A 29-year-old woman is evaluated during a routine follow-up examination of multiple sclerosis, which was diagnosed 3 years ago. The patient says she wishes to discontinue her oral contraceptive and attempt to become pregnant. She has no other personal or family medical history of note. Medications are fingolimod, vitamin D, and an oral contraceptive.
On physical examination, temperature is 36.9 °C (98.5 °F), blood pressure is 100/50 mm Hg, pulse rate is 66/min, and respiration rate is 14/min; BMI is 27. A right afferent pupillary defect is noted. All other physical examination findings are normal.
Besides discontinuing the oral contraceptive, which of the following is the most appropriate next step in management?
A. Advise against pregnancy
B. Discontinue fingolimod
C. Substitute mitoxantrone for fingolimod
D. Substitute teriflunomide for fingolimod
MKSAP Answer and Critique
The correct answer is B. Discontinue fingolimod. This item is available to MKSAP 17 subscribers as item 66 in the Neurology section. More information on MKSAP 17 is available online.
In addition to discontinuing the oral contraceptive in preparation for attempting conception, fingolimod should be stopped. An oral disease-modifying therapy for multiple sclerosis (MS), fingolimod is a sphingosine-1-phosphate receptor modulator that restricts activated lymphocytes to lymph nodes and may also have direct neuroprotective effects. Fingolimod significantly reduces the relapse rate, risk of disability progression, and accumulation of new lesions on MRI. This drug has been associated with rare but potentially harmful side effects, including increased rates of serious herpesvirus infection, hypertension, bradycardia, lymphopenia, liver function abnormalities, and macular edema.

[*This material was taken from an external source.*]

PR #4016, opened 2026-06-23
[wwb] Force dtype float32 for models loaded with diffusers

sbalandi:
## Description
transformers load model in "auto" model type depending on the data type in HuggingFace, diffusers is still force torch.float32 for models. As a result, we have text_encoder(s) in torch.float16, and a transformer/vae in torch.float32. When several models in pipeline has different type it leads to error like this:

Fingolimod is classified as a pregnancy category C drug, and thus its safety in human pregnancy is not clearly established. Although category C medications are indicated in some patients if the benefits outweigh the risks, the hormonal state of pregnancy itself is protective against MS activity, and thus discontinuing a disease-modifying drug during pregnancy is considered relatively safe.
Advising this patient against pregnancy is clearly inappropriate. The adverse effect of pregnancy on MS progression is a commonly held misconception. In fact, observational studies have found reduced risks for conversion to clinically definite MS from clinically isolated syndromes and reduced risks for conversion from relapsing MS to secondary progressive MS in women with multiple pregnancies.

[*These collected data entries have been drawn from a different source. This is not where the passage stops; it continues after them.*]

PR #4020, opened 2026-06-25
llm_bench: Add initial support for Kokoro TTS model

RyanMetcalfeInt8:
## Description

CVS-188526

## Checklist:
- [X] Tests have been updated or added to cover the new code. 
- [X] This PR fully addresses the ticket. 
- [N/A] I have made corresponding changes to the documentation.

### DIFF
--- a/tests/python_tests/samples/test_tools_llm_benchmark.py
+++ b/tests/python_tests/samples/test_tools_llm_benchmark.py
@@ -9,6 +9,9 @@ from pathlib import Path
 from test_utils import run_sample
 from data.models import GGUF_MODEL_LIST
 from utils.hugging_face import download_gguf_model
+from utils.constants import get_ov_cache_converted_models_dir
+from utils.kokoro_test_assets import prepare_tiny_kokoro_model_path
+from utils.kokoro_test_assets import prepare_tiny_kokoro_ov_path
 from conftest import SAMPLES_PY_DIR, convert_model, download_test_content
 
 convert_draft_model = convert_model
@@ -57,6 +60,21 @@ video_generation_json = [
         "frame_rate": 25,
     }
 ]
+
+
+@pytest.fixture(scope="module")
+def tiny_kokoro_ov_path() -> Path:
+    converted_models_dir = get_ov_cache_converted_models_dir()
+    tiny_kokoro_model_path = prepare_tiny_kokoro_model_path(converted_models_dir)
+    return prepare_tiny_kokoro_ov_path(converted_models_dir, tiny_kokoro_model_path)
+
+
+@pytest.fixture(scope="module")
+def tiny_kokoro_speaker_embedding_file_path(tiny_kokoro_ov_path: Path) -> str:
+    voice_bin_path = tiny_kokoro_ov_path / "voices" / "tiny_voice.bin"
+    if not voice_bin_path.exists():
+        raise FileNotFoundError(f"Missing tiny Kokoro speaker embedding file at {voice_bin_path}")
+    return str(voice_bin_path)
 
 
 class TestBenchmarkLLM:
@@ -261,6 +279,69 @@ class TestBenchmarkLLM:
             "-m", convert_model,
             "--speaker_embeddings", download_test_content
         ] + sample_args
+        run_sample(benchmark_py_command)
+
+    @pytest.mark.samples
+    @pytest.mark.speech_generation
+    @pytest.mark.parametrize(
+        "sample_args, use_explicit_speaker_embedding",
+        [
+            (
+                [
+                    "-d",
+                    "cpu",
+                    "-n",
+                    "1",
+                    "--task",
+                    "text_to_speech",
+                    "--genai",
+                    "--speech_language",
+                    "en-us",
+                    "--prompt",
+                    "Why is the Sun yellow?",
+                ],
+                True,
+            ),
+            (
+                [
+                    "-d",
+                    "cpu",
+                    "-n",
+                    "1",
+                    "--task",
+                    "text_to_speech",
+                    "--genai",
+                    "--speech_voice",
+                    "tiny_voice",
+                    "--speech_language",
+                    "en-us",
+                    "--prompt",
+                    "Why is the Sun yellow?",
+                ],
+                False,
+            ),
+        ],
+    )
+    def test_python_tool_llm_benchmark_tts_kokoro_genai(
+        self,
+        tiny_kokoro_ov_path: Path,
+        tiny_kokoro_speaker_embedding_file_path: str,
+        sample_args,
+        use_explicit_speaker_embedding,
+    ):
+        benchmark_script = SAMPLES_PY_DIR / "llm_bench/benchmark.py"
+        benchmark_py_command = [
+            sys.executable,
+            benchmark_script,
+            "-m",
+            str(tiny_kokoro_ov_path),
+        ]
+        if use_explicit_speaker_embedding:
+            benchmark_py_command += [
+                "--speaker_embeddings",
+                tiny_kokoro_speaker_embedding_file_path,
+            ]
+        benchmark_py_command += sample_args
         run_sample(benchmark_py_command)
 
 
--- a/tests/python_tests/samples/test_tools_llm_benchmark.py
+++ b/tests/python_tests/samples/test_tools_llm_benchmark.py
@@ -320,9 +320,27 @@ class TestBenchmarkLLM:
                 ],
                 False,
             ),
+            (
+                [
+                    "-d",
+                    "cpu",
+                    "-n",
+                    "1",
+                    "--task",
+                    "text_to_speech",
+                    "--optimum",
+                    "--speech_voice",
+                    "tiny_voice",
+                    "--speech_language",
+                    "en-us",
+                    "--prompt",
+                    "Why is the Sun yellow?",
+                ],
+                False,
+            ),
         ],
     )
-    def test_python_tool_llm_benchmark_tts_kokoro_genai(
+    def test_python_tool_llm_benchmark_tts_kokoro(
         self,
         tiny_kokoro_ov_path: Path,
         tiny_kokoro_speaker_embedding_file_path: str,
--- a/tools/llm_bench/doc/PROMPT.md
+++ b/tools/llm_bench/doc/PROMPT.md
@@ -71,8 +71,6 @@ Prompt file example：
 ## 8. Text To Speech Models
 Supported parameters that can be set are:
 * `prompt` - input prompt text for the speech generation
-* `speech_voice` - optional voice for Kokoro text to speech (default `af_heart`)
-* `speech_language` - optional language for Kokoro text to speech (`en-us`, `en-gb`, `es`, `fr-fr`, `hi`, `it`, `pt-br`, `ja`, `zh`)
 Prompt file example：
 {"prompt": "what is openvino?"}
 {"prompt": "A chat between a curious user and an artificial intelligence assistant."}
--- a/tools/llm_bench/doc/PROMPT.md
+++ b/tools/llm_bench/doc/PROMPT.md
@@ -71,6 +71,8 @@ Prompt file example：
 ## 8. Text To Speech Models
 Supported parameters that can be set are:
 * `prompt` - input prompt text for the speech generation
+* `speech_voice` - optional voice for Kokoro text to speech (default `af_heart`)
+* `speech_language` - optional language for Kokoro text to speech (`en-us`, `en-gb`, `es`, `fr-fr`, `hi`, `it`, `pt-br`, `ja`, `zh`)
 Prompt file example：
 {"prompt": "what is openvino?"}
 {"prompt": "A chat between a curious user and an artificial intelligence assistant."}
--- a/tools/llm_bench/llm_bench_utils/config_class.py
+++ b/tools/llm_bench/llm_bench_utils/config_class.py
@@ -248,7 +248,7 @@ USE_CASES = {
     "ldm_super_resolution": [UseCaseLDMSuperResolution(["ldm-super-resolution"])],
     "text_embed": [UseCaseTextEmbeddings(["qwen3", "bge", "bert", "albert", "roberta", "xlm-roberta"])],
     "text_rerank": [UseCaseTextReranker(["qwen3", "bge", "bert", "albert", "roberta", "xlm-roberta"])],
-    "text_to_speech": [UseCaseTextToSpeech(["speecht5"])],
+    "text_to_speech": [UseCaseTextToSpeech(["speecht5", "kokoro"])],
 }
 
 PA_ATTENTION_BACKEND = "PA"
--- a/tools/llm_bench/llm_bench_utils/get_use_case.py
+++ b/tools/llm_bench/llm_bench_utils/get_use_case.py
@@ -51,10 +51,7 @@ def safe_json_load(file_path: Path) -> Optional[dict]:
 
 
 def resolve_complex_model_types(config):
-    model_type_raw = config.get("model_type")
-    if not isinstance(model_type_raw, str) or model_type_raw == "":
-        return None, None
-    model_type = model_type_raw.lower().replace("_", "-")
+    model_type = config.get("model_type").lower().replace('_', '-')
     if model_type == "gemma3":
         return USE_CASES["visual_text_gen"][0], model_type
     if model_type == "gemma3-text":
--- a/tools/llm_bench/llm_bench_utils/get_use_case.py
+++ b/tools/llm_bench/llm_bench_utils/get_use_case.py
@@ -51,7 +51,10 @@ def safe_json_load(file_path: Path) -> Optional[dict]:
 
 
 def resolve_complex_model_types(config):
-    model_type = config.get("model_type").lower().replace('_', '-')
+    model_type_raw = config.get("model_type")
+    if not isinstance(model_type_raw, str) or model_type_raw == "":
+        return None, None
+    model_type = model_type_raw.lower().replace('_', '-')
     if model_type == "gemma3":
         return USE_CASES["visual_text_gen"][0], model_type
     if model_type == "gemma3-text":
--- a/tools/llm_bench/llm_bench_utils/get_use_case.py
+++ b/tools/llm_bench/llm_bench_utils/get_use_case.py
@@ -54,7 +54,7 @@ def resolve_complex_model_types(config):
     model_type_raw = config.get("model_type")
     if not isinstance(model_type_raw, str) or model_type_raw == "":
         return None, None
-    model_type = model_type_raw.lower().replace('_', '-')
+    model_type = model_type_raw.lower().replace("_", "-")
     if model_type == "gemma3":
         return USE_CASES["visual_text_gen"][0], model_type
     if model_type == "gemma3-text":
--- a/tools/llm_bench/llm_bench_utils/ov_utils.py
+++ b/tools/llm_bench/llm_bench_utils/ov_utils.py
@@ -12,12 +12,13 @@ import copy
 import types
 from llm_bench_utils.hook_common import get_bench_hook
 from llm_bench_utils.hook_forward import MeanStdPair, RawImGenPerfMetrics
-from llm_bench_utils.model_utils import get_version_in_format_to_pars, resolve_kokoro_speaker_embedding
+from llm_bench_utils.model_utils import get_version_in_format_to_pars
 from llm_bench_utils.config_class import UseCaseSpeech2Text, UseCaseTextGen, UseCaseTextReranker, PA_ATTENTION_BACKEND
 from llm_bench_utils.tts_utils import (
     is_kokoro_model_id,
     normalize_kokoro_lang_code,
     DEFAULT_KOKORO_VOICE,
+    resolve_kokoro_speaker_embedding,
 )
 from transformers import pipeline
 import queue
--- a/tools/llm_bench/llm_bench_utils/ov_utils.py
+++ b/tools/llm_bench/llm_bench_utils/ov_utils.py
@@ -12,9 +12,14 @@ import copy
 import types
 from llm_bench_utils.hook_common import get_bench_hook
 from llm_bench_utils.hook_forward import MeanStdPair, RawImGenPerfMetrics
-from llm_bench_utils.model_utils import get_version_in_format_to_pars
+from llm_bench_utils.model_utils import get_version_in_format_to_pars, get_speaker_embeddings
 from llm_bench_utils.config_class import UseCaseSpeech2Text, UseCaseTextGen, UseCaseTextReranker, PA_ATTENTION_BACKEND
-from llm_bench_utils.tts_utils import is_kokoro_model_id, normalize_kokoro_lang_code, DEFAULT_KOKORO_VOICE
+from llm_bench_utils.tts_utils import (
+    is_kokoro_model_id,
+    normalize_kokoro_lang_code,
+    DEFAULT_KOKORO_VOICE,
+    KOKORO_SPEAKER_EMB_SHAPE,
+)
 from transformers import pipeline
 import queue
 from transformers.generation.streamers import BaseStreamer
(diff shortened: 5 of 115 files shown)


tools/llm_bench/task/text_to_speech_generation.py
```diff
@@ -19,6 +21,50 @@
...
+    speaker_embeddings = args.get('speaker_embeddings')
+    speech_language = args.get('speech_language', '')
+    speech_voice = args.get('speech_voice', '')
+
+    if use_genai:
+        # Note: For GenAI Kokoro model, the speaker embedding is passed here, even if user specified --speech_voice.
+        generation_result = model.generate(
+            input_text,
+            speaker_embedding=ov.Tensor(speaker_embeddings.numpy()),
+        )
```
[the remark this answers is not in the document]
RyanMetcalfeInt8: fixed.

tools/llm_bench/task/text_to_speech_generation.py
```diff
@@ -158,6 +239,19 @@ def run_text_to_speech_generation_genai(
...
     mem_consumption.update_marker("model")
     model, processor, vocoder, pretrain_time, use_genai = FW_UTILS[framework].create_text_2_speech_model(model_path, device, mem_consumption, **args)
+    # For Kokoro with GenAI, the pipeline requires speaker_embedding as an ov.Tensor.
+    # Auto-resolve from the model's voices/ directory when not provided via CLI.
+    if args.get('is_kokoro_model') and use_genai and args.get('speaker_embeddings') is None:
+        from llm_bench_utils.model_utils import get_speaker_embeddings
+        voice = args.get('speech_voice', '').strip() or DEFAULT_KOKORO_VOICE
+        voice_file = model_path / 'voices' / f'{voice}.bin'
+        if not voice_file.exists():
+            raise RuntimeError(
```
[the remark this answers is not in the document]
RyanMetcalfeInt8: This isn't an issue. For GenAI, it's expected that the user is passing path to optimum-exported path, which should have voices in .bin format, not .pt.

tools/llm_bench/llm_bench_utils/ov_utils.py
```diff
@@ -941,20 +958,62 @@ def create_text_2_speech_model(model_path, device, memory_data_collector, **kwar
...
+                self._model = model
+
+            def generate(self, prompt, speaker_embeddings=None, language="", voice=""):
+                preprocess_kwargs = {
+                    "text": prompt,
+                    "lang_code": normalize_kokoro_lang_code(language),
+                }
+                if speaker_embeddings is not None:
+                    preprocess_kwargs["speaker_embedding"] = speaker_embeddings.numpy()
+                else:
```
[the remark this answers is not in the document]
RyanMetcalfeInt8: fixed.

tools/llm_bench/llm_bench_utils/config_class.py
```diff
@@ -248,7 +248,7 @@ class UseCaseTextToSpeech(UseCase):
     "ldm_super_resolution": [UseCaseLDMSuperResolution(["ldm-super-resolution"])],
     "text_embed": [UseCaseTextEmbeddings(["qwen3", "bge", "bert", "albert", "roberta", "xlm-roberta"])],
     "text_rerank": [UseCaseTextReranker(["qwen3", "bge", "bert", "albert", "roberta", "xlm-roberta"])],
-    "text_to_speech": [UseCaseTextToSpeech(["speecht5"])],
+    "text_to_speech": [UseCaseTextToSpeech(["speecht5", "kokoro"])],
```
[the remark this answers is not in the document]
RyanMetcalfeInt8: tests have been added.

tools/llm_bench/requirements.txt
```diff
@@ -11,7 +11,7 @@ transformers[sentencepiece]>=4.40.0,<5.4.0
 diffusers>=0.22.0,<=0.38.0
 # optimum is in dependency list of optimum-intel
 # last supported commit f50a0b326df82d4b05c461a9184a97f616bfa63a
-optimum-intel[nncf]>=1.25.0
+optimum-intel[nncf]>=2.0.0
```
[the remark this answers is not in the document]
RyanMetcalfeInt8: fixed.

tools/llm_bench/llm_bench_utils/ov_utils.py
```diff
@@ -941,20 +958,62 @@ def create_text_2_speech_model(model_path, device, memory_data_collector, **kwar
...
+                    ov_config=ov_config,
+                    trust_remote_code=True,
+                )
+            except Exception as exp:
+                raise RuntimeError(
+                    "Failed to initialize Optimum Kokoro pipeline. "
+                    "Kokoro with Optimum requires a recent optimum-intel build and compatible dependencies. "
+                    "Recommended setup:\n"
+                    "1) pip install --no-deps git+https://github.com/huggingface/optimum-intel.git\n"
+                    "2) pip install kokoro misaki[en] -c constraints-kokoro-optimum.txt\n"
```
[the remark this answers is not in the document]
RyanMetcalfeInt8: fixed.

tools/llm_bench/task/text_to_speech_generation.py
```diff
@@ -110,19 +183,35 @@ def run_text_to_speech_generation_genai(
...
+            speeches.append(_kokoro_generate_once(model, input_text, args, use_genai=True))
+        out_size = sum(speech.size for speech in speeches)
+        tokenization_time = [0]
+    else:
+        additional_args = (
+            {"speaker_embeddings": ov.Tensor(args["speaker_embeddings"].numpy())}
+            if args.get("speaker_embeddings") is not None
+            else {}
+        )
+        generation_result = model.generate(input_text_list, **additional_args)
```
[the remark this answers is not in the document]
RyanMetcalfeInt8: hmm, I think this may be true but actually this isn't something that I changed. Even on current master, it sets as "speaker_embeddings" argument even though GenAI interface is:
```
def generate(self, text: str, speaker_embedding: typing.Any = None, **kwargs) -> Text2SpeechDecodedResults:
```

Let me look into it a little bit more. Probably yes it should be fixed.

tools/llm_bench/task/text_to_speech_generation.py
```diff
@@ -158,6 +248,20 @@ def run_text_to_speech_generation_genai(
...
     mem_consumption.update_marker("model")
     model, processor, vocoder, pretrain_time, use_genai = FW_UTILS[framework].create_text_2_speech_model(model_path, device, mem_consumption, **args)
+    # For Kokoro with GenAI, the pipeline requires speaker_embedding as an ov.Tensor.
+    # Auto-resolve from the model's voices/ directory when not provided via CLI.
+    if args.get("is_kokoro_model") and use_genai and args.get("speaker_embeddings") is None:
+        from llm_bench_utils.model_utils import get_speaker_embeddings
+
+        voice = args.get("speech_voice", "").strip() or DEFAULT_KOKORO_VOICE
+        voice_file = model_path / "voices" / f"{voice}.bin"
+        if not voice_file.exists():
```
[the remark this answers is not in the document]
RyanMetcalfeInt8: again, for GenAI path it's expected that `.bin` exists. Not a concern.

Mitoxantrone is an anthracenedione chemotherapeutic agent that reduces lymphocyte proliferation and decreases the relapse rate and disability progression in MS. Despite mitoxantrone's efficacy, cardiac toxicity and the risk of secondary leukemia have significantly limited its use. Mitoxantrone is classified as a pregnancy category X drug and is contraindicated during pregnancy.
The MS drug teriflunomide is the active metabolite of leflunomide, which inhibits pyrimidine biosynthesis and interferes with the interaction between T lymphocytes and antigen-presenting cells. Substituting teriflunomide for fingolimod is inappropriate because teriflunomide is classified as pregnancy category X drug and is contraindicated during pregnancy.
- Fingolimod is classified as a pregnancy category C drug (safety in human pregnancy not clearly established) and thus should not be used by women who are pregnant or planning to become pregnant.